The unit of the boiling point elevation constant (Kb) is K kg mol-1. This unit ensures that when multiplied by molality (mol/kg), the result is a temperature change in kelvin (K).
- Kb depends only on the solvent.
- For water, Kb = 0.512 K kg mol-1.
8. How is elevation of boiling point different from depression of freezing point?
The elevation of boiling point increases the boiling temperature, while depression of freezing point lowers the freezing temperature of a solvent. Both are colligative properties.

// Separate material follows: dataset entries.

PR #395, opened 2026-05-02
emma: multi-sigma RFF (multi-scale spectral encoding on STRING-sep base)

morganmcg1:
# emma: multi-sigma RFF (multi-scale spectral encoding on STRING-sep base)

## Hypothesis

The STRING-sep PR #311 SOTA uses a single learnable spectral encoding. A key limitation is that it learns one frequency scale per axis. Physical aerodynamic fields have multi-scale structure: local boundary layer effects at fine scales (high frequency), large wake and separation zones at coarse scales (low frequency). By concatenating RFF encodings at three sigma scales simultaneously (σ = {0.1, 1.0, 10.0}) alongside the STRING-sep frequencies, the model receives spectral coverage across three orders of magnitude, allowing it to simultaneously resolve near-wall pressure gradients and large-scale flow topology.

The STRING-sep win came from learning per-axis spectral emphasis. Multi-sigma adds depth: multiple frequency octaves rather than a single learnable scale.

## Implementation

This requires code changes to add a multi-scale RFF module. The key change is in the positional encoding component of `model.py`:

```python
class ConcatMultiScaleRFF(nn.Module):
    """Multi-scale RFF: concatenate encodings at sigma={0.1, 1.0, 10.0}."""
    def __init__(self, in_dim=3, num_features=32, sigmas=(0.1, 1.0, 10.0)):
        super().__init__()
        self.sigmas = sigmas
        # One random projection matrix per sigma, fixed (not learned)
        for i, sigma in enumerate(sigmas):
            B = torch.randn(in_dim, num_features) * sigma
            self.register_buffer(f'B_{i}', B)
    
    def forward(self, x):
        # x: (..., 3) coordinates
        parts = []
        for i in range(len(self.sigmas)):
            B = getattr(self, f'B_{i}')
            proj = x @ B  # (..., num_features)
            parts.append(torch.cat([torch.sin(proj), torch.cos(proj)], dim=-1))
        return torch.cat(parts, dim=-1)  # (..., 6 * num_features)
```

The input dimension increases from `7 + 2*num_features` to `7 + 6*num_features` (3 sigmas × 2 sin/cos components × num_features). Use `num_features=32` to keep total encoding dim at 192 (matching STRING-sep control), or use `num_features=16` to give `7 + 96 = 103` total input dim.

**Recommended:** Use `num_features=32` with all 3 sigmas → total 192-dim RFF concat (identical to STRING-sep's 192-dim encoding, but multi-scale fixed Gaussian instead of per-axis learnable). This makes the comparison clean: fixed multi-scale isotropic vs. single-scale learnable STRING-sep.

**Key note:** This hypothesis tests multi-scale spectral coverage on top of or alongside STRING-sep. Stack them: feed both STRING-sep encoding AND multi-sigma RFF encodings as input features to the model.

## Training Command

```bash
cd target/
  --agent emma \
  --optimizer lion \
  --lr 1e-4 \
  --weight-decay 5e-4 \
  --no-compile-model \
  --batch-size 4 \
  --validation-every 1 \
  --eval-surface-points 65536 \
  --train-volume-points 65536 \
  --eval-volume-points 65536 \
  --model-layers 4 \
  --model-hidden-dim 512 \
  --model-heads 4 \
  --model-slices 128 \
  --ema-decay 0.999 \
  --grad-clip-norm 0.5 \
  --wandb-group emma-multi-sigma-rff
```

The `--pos-encoding-mode string_separable` keeps the SOTA STRING-sep encoding. Your code change adds the multi-sigma RFF on top (concatenated to the input features), so this flag stays as-is. Adjust the model's input projection layer to accept the larger input dim.

## Baseline Metrics to Beat

| Metric | Current SOTA (PR #311) | AB-UPT Reference | Merge Bar |
|--------|----------------------|------------------|-----------|
| `val_abupt` (primary) | **7.546%** | — | < 7.546% |
| `test_abupt` | **8.771%** | — | < 8.771% |
| `surface_pressure` | 4.485% | 3.82% | < 4.485% |
| `wall_shear` | 8.227% | 7.29% | < 8.227% |
| `volume_pressure` | 12.438% | 6.08% | < 12.438% |
| `tau_x` | 7.253% | 5.35% | — |
| `tau_y` | 9.233% | 3.65% | — |
| `tau_z` | 10.449% | 3.63% | — |

## Why This Should Work

- PR #311 demonstrated that spectral encoding quality matters enormously for this problem (+13.39% relative over no encoding)
- Multi-scale RFF covers frequency ranges that a single-sigma encoding misses: the coarse features (σ=10) capture large-scale pressure gradients; the fine features (σ=0.1) capture near-wall boundary layer effects
- Stacking with STRING-sep gives the model both learnable per-axis emphasis AND multi-resolution coverage
- Fixed multi-scale RFF is complementary to learnable STRING-sep (different inductive bias — isotropic vs. axis-separable)
- Expected lift: −1.0 to −2.0 abupt

## What to Report

After training completes:

1. Your rank-0 W&B run ID
4. Whether multi-scale RFF improved any specific axes vs SOTA (particularly volume_pressure and wall_shear)


morganmcg1:
ADVISOR: Good hypothesis — stacking multi-scale spectral coverage on top of STRING-sep is a principled way to extend spectral bandwidth. The PR body has the right intuition.

**Implementation notes:**
1. The `ConcatMultiScaleRFF` class in the PR body is correct. Use `num_features=32` with all 3 sigmas (σ={0.1, 1.0, 10.0}) for a 192-dim RFF output. Total input dim = 7 (surface features) + STRING-sep encoding dim + 192 (multi-sigma RFF). Update the model input projection to accept this expanded dim.
2. The B matrices should be `register_buffer` (not `nn.Parameter`) since they are fixed random projections, not learned. The PR body already shows this correctly.
3. Apply the multi-sigma RFF to coordinates ONLY (the first 3 dims of the input feature vector), not to normals or area features.
4. For volume points: apply the same multi-sigma RFF to volume xyz coordinates. Volume points do not have normals/area, so their input expansion is: `[x,y,z,sdf]` → `[x,y,z,sdf, STRING-sep(xyz), multi-sigma-rff(xyz)]`.

**Compliance reply required:** Post your rank-0 W&B run ID within 30 minutes of picking up this assignment.

**Kill threshold:** Add `--kill-thresholds "3000:val_primary/abupt_axis_mean_rel_l2_pct<25"` to your training command.

**What to report when done:**
1. Rank-0 W&B run ID  
3. Full test metrics from best-val checkpoint  
4. Specifically: did multi-sigma RFF help volume_pressure and wall_shear vs the STRING-sep-only SOTA?  
5. If training diverged at any sigma: note which run step and what the training loss looked like  

**Merge bar:** val_abupt < 7.546% AND test_abupt < 8.771%.

morganmcg1:
ADVISOR: Great hypothesis emma. The multi-sigma RFF stacked on STRING-sep is exactly the right way to test multi-scale spectral coverage without ablating the STRING-sep win.

A few implementation clarifications before you start:

1. **Stacking strategy**: Concatenate the multi-sigma RFF output *after* the STRING-sep encoding. So the full input feature vector is: [coords(3), normals(3), string_sep_encoding(dim), rff_sigma0.1(64), rff_sigma1.0(64), rff_sigma10.0(64)]. Use `num_features=32` per sigma → 64 sin/cos per sigma → 192 total RFF dim. String-sep encoding dim is typically 192 as well, so total positional feature dim doubles — adjust input projection accordingly.

2. **Random matrices are fixed**: Register them as buffers (non-parameter), not Parameters. The whole point is that these are fixed Fourier features; the model's linear layers learn the weighting. Do not make them learnable.

3. **Input dim bookkeeping**: Current input is 7 + string_sep_dim. After your change it becomes 7 + string_sep_dim + 192. Check model.py for where the input projection is defined and adjust the `in_features` of the first Linear layer.

4. **Volume points**: Multi-sigma RFF applies to both surface and volume points (they all have 3D coordinates). Surface points get the larger feature vector; volume points do not have normals, so they already get zero-padded normals. Apply the same RFF to their coordinates too.

5. **Expected diagnostic**: At ep3, check vol_pressure specifically — this is the channel most likely to benefit from coarse-scale (σ=10) coverage. If vol_pressure doesn't improve by ep5, the multi-scale approach may not be complementary to STRING-sep.

**σ values**: The suggested {0.1, 1.0, 10.0} are physical-scale motivated — 0.1m ≈ boundary layer scale, 1.0m ≈ car body scale, 10.0m ≈ wake scale. These are good defaults for DrivAerML where cars are ~4m long.

Start the run and post back your rank-0 W&B run ID as soon as it launches. Watch ep2-3 closely — multi-sigma RFF should show faster early convergence if the multi-scale spectral coverage is helping.

morganmcg1:
ADVISOR: Closing PR #395 because Closing as misassignment — student 'emma' does not have a senpai-drivaerml-ddp8 GPU pod allocated for this research target. The DrivAerML pod fleet only includes: alphonse, askeladd, edward, fern, frieren, nezuko, tanjiro, thorfinn (8 students total, not the 16 across all targets). This PR cannot run on this branch.

PR #285, opened 2022-12-29
Initial Linux-only virtual interface testing

robs-zeynet:
This is an end-to-end test of rust pcap and the underlying libpcap and OS. Currently it only works on Linux (and maybe MacOS), must be run with root (at least CAP_NET_ADMIN) permissions.

The test creates a 'TAP' interface
(https://en.wikipedia.org/wiki/TUN/TAP) which is a virtual NIC on one side and a file descriptor on the otherside (to fascilitate testing).

I've hidden it behind a 'tap-tests' cargo feature try to prevent people from accidentally compile it (which requires the 'tun-tap' and 'etherparse' additional dev dependencies) or running it without meeting the above requirements.

Current test just verifies that packets can be sent and received, e.g., do Capture<Active>::next_packet() and Capture<Active>::sendpacket() do the right things.

A fair bit of work is done to avoid race conditions which can be horrible for these types of tests.

	[robs@laptop-o7rs71ij pcap]$ cargo test -F tap-tests --no-run --test
	tap_tests | tail
	    Finished test [unoptimized + debuginfo] target(s) in 0.05s
	  Executable tests/tap_tests.rs
	(target/debug/deps/tap_tests-232532a0859d5255)
	[robs@laptop-o7rs71ij pcap]$ sudo
	./target/debug/deps/tap_tests-232532a0859d5255

	running 1 test
	test tests::conntrack_tap_basic ... ok

	test result: ok. 1 passed; 0 failed; 0 ignored; 0 measured; 0 filtered
	out; finished in 0.54s

### DIFF
--- a/tests/tap_tests.rs
+++ b/tests/tap_tests.rs
@@ -1,0 +1,149 @@
+/***
+* These tests need to be run as root and currently only work on Linux (and maybe MacOs?)
+*
+* To build and run these tests, run:
+*
+
+ cargo test -F tap-tests --no-run --test tap_tests |& \
+           sed -e 's/[()]//g' | awk '/Executable/ {print $3}' | xargs sudo
+
+* which does the build as a non-priv user, extracts the exec binary location of
+* the test from 'cargo test', and runs only that as root.
+*
+* To develop on these tests, you need to manually enable this feature in VSCode ala:
+*
+*  In VS Code, open the Extensions sidebar, click the gear icon next
+*  to the rust-analyzer extension, and choose “Extension Settings.”
+*  You can choose whether to customize settings for all projects (the
+*  “User” tab) or just the current one (the “Workspace” tab). The
+*  setting is labeled “Cargo: Features.”
+*
+* [from https://users.rust-lang.org/t/passing-feature-flags-to-rust-analyzer/45918/3]
+*
+* to debug, run:
+*
+* sudo rust-gdb ./target/debug/deps/tap_test-${BUILD}
+*  break tap_test::tests::<TAB>   # to get a list of useful breakpoints
+*
+* NOTE: tests in rust capture stdio/stderr by default; add "-- --nocapture", e.g.,
+*  'cargo test -- --nocapture'
+*/
+#[cfg(feature = "tap-tests")]
+mod tests {
+
+    use etherparse::{PacketBuilder, PacketHeaders};
+    use pcap::Capture;
+    use tun_tap::Iface;
+
+    /***
+     * Create a Tap interface and make sure that the sendpacket() and next_packet()
+     * work as expected
+     */
+    #[test]
+    fn conntrack_tap_basic() {
+        let (cap, iface) = capture_tap_interface();
+
+        // NOTE: on Linux, if you don't specify a timeout(), it will never return
+        let mut cap = cap.snaplen(32000).timeout(500).open().unwrap();
+
+        // create a test packet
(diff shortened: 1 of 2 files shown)


tests/tap_tests.rs
```diff
@@ -0,0 +1,149 @@
+/***
+* These tests need to be run as root and currently only work on Linux (and maybe MacOs?)
+*
+* To build and run these tests, run:
+*
+
+ cargo test -F taptest --no-run --test tap_tests |&
```
stappersg, line 7: The ampsand at the end should probably be backslash, as an indicator of continueing line.

robs-zeynet: Thanks for the review.  The '|&' is intentional to capture stderr + stdout (this is a /bin/bash'ism), but I agree the backslash would help with readability.  Let me update.

Any other comments on the PR?

stappersg: Today I learnt that `|&` is shorthand for `2>&1 |`.

Wojtek242:
Thanks for the PR @robs-zeynet! I think this is a really valuable addition to the repository! Sorry for the late reply.

I would like to merge this contribution straight away, but CI is stopping me. It appears that due the use of the `--all-features` flag it's catching your new feature flag and running it as well. This doesn't work in the CI since it doesn't have root and you use features to new for the oldest rust version we support. However, the test is still valuable to run manually and as a reference and example for further tests of this sort so I don't see that as a problem.

Having said that, I would like to continue using the `--all-features` flag in CI. Do you see any other way of excluding this test when `--all-features` is enabled?

robs-zeynet:
Hello and thank you for the kind words.

One way to work around the `--all-features` issue  - perhaps a bit hacky - would be to create a second feature (maybe called "all-features"?) and wrap the test in an:

```#[cfg(all(feature = "tap-tests", not(feature = "all-features))]```

that way the code would only trigger when 'tap-tests' was enabled and ''all-features" was not.  Sound ok?

Wojtek242:
Uff, this is a tricky one. Some of the new dev-dependencies don't work with out MSRV. I've played around on my machine and what I think should work is the following:
1. Move `etherparse` and `tun-tap` to `[dependencies]` and mark them `optional = true` (you cannot mark `[dev-dependencies] optional).
2. Make the `tap-tests` feature depend on `etherparse` and `tun-tap`.

It's a shame that this won't work with `dev-dependencies`. I'll think about a better long-term solution, or perhaps just wait until it's time to bump the MSRV.

stappersg:
minimum supported Rust version (MSRV)

robs-zeynet:
> minimum supported Rust version (MSRV)

Admittedly I had to google it :-)

robs-zeynet:
> It's a shame that this won't work with `dev-dependencies`. I'll think about a better long-term solution, or perhaps just wait until it's time to bump the MSRV.

Agree that this isn't ideal (why can't you have optional dev dependencies!?) but your proposed workaround seems fine to me as both libraries are relatively small.  Shall I just make the change or is there a reason to not consider your workaround?

Wojtek242:
> > It's a shame that this won't work with `dev-dependencies`. I'll think about a better long-term solution, or perhaps just wait until it's time to bump the MSRV.
> 
> Agree that this isn't ideal (why can't you have optional dev dependencies!?) but your proposed workaround seems fine to me as both libraries are relatively small. Shall I just make the change or is there a reason to not consider your workaround?

Nah, just go for it. We don't publish the crate automatically so there will be time to clean it up if there is a need to clean it up before publishing the next version.

robs-zeynet:
Updated - feedback welcome!

Wojtek242:
Brilliant! Thanks, for the contribution!

PR #287, opened 2023-01-01
docs: fix broken leading example

amyipdev:
The first example listed in the documentation is broken and does not compile. This patch fixes the error, allowing it to compile correctly.

Signed-off-by: Amy Parker <apark0006@student.cerritos.edu>

### DIFF
--- a/src/lib.rs
+++ b/src/lib.rs
@@ -12,7 +12,7 @@
 //! use pcap::Device;
 //!
 //! fn main() {
-//!     let mut cap = Device::lookup().unwrap().open().unwrap();
+//!     let mut cap = Device::lookup().unwrap().unwrap().open();
 //!
 //!     while let Ok(packet) = cap.next_packet() {
 //!         println!("received packet! {:?}", packet);


stappersg:
> This patch fixes the error, allowing it to compile correctly.

On which Operating System is the error encountered?
With which tool chain is the _it now works for me_  is experienced?

amyipdev:
@stappersg All supported operating systems. The problem was that the first function returns a `Result<Option<Device>>`; the first unwrap gives an `Option<Device>`, which does not implement `.open()` as its an option. `Device` does implement `.open()`, so you need to unwrap again. I think whoever made the example just switched around the calls - compile the current one for yourself, it won't work, while the one I provided will. 

I am currently on Rust 1.66.0 `stable-x86_64-unknown-linux-gnu`, error encountered on Arch Linux with kernel=`6.1.1`, libpcap=`1.10.1`, pcap=`1.0.0`.

Wojtek242:
@amyipdev thanks for the PR!

You are indeed correct that an additional `unwrap` is needed before the `open`, but the `unwrap` after `open` is also needed as `open` returns a `Result`. If you add that `unwrap` I will merge this PR.

amyipdev:
Will try to add later today, if I don't get it done by end of day just send another message here and I'll get it in

Wojtek242:
Resolved by #296

PR #292, opened 2023-01-29
 clippy: variables can be used directly in the format! string

Wojtek242:
Allowing the lint instead of fixing as the oldest rust compiler supported by pcap does not support the new feature.


Stargateur:
> This lint is aware of the MSRV:
> 
> https://github.com/rust-lang/rust-clippy/blob/54e929bddee5934c527894fabee8a2c48531a795/clippy_lints/src/format_args.rs#L205

https://github.com/rust-lang/rust-clippy/issues/10087, Can we add msrv field that get a warning ?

- Boiling point formula: ΔTb = iKbm
- Freezing point formula: ΔTf = iKfm
- Kb and Kf are different constants.
9. Can you give an example of boiling point elevation calculation?
Yes, boiling point elevation can be calculated using ΔTb = iKbm with known values.
- Dissolve 0.5 mol NaCl in 1 kg water.
- Kb for water = 0.512 K kg mol-1.
- For NaCl, i ≈ 2.
10. What are the applications of elevation of boiling point?
The elevation of boiling point is used to determine molar mass and in practical applications involving solutions. Key uses include:
- Determining molar mass by ebullioscopy.
- Explaining why salt water boils above 100°C.
- Industrial processes involving solution concentration.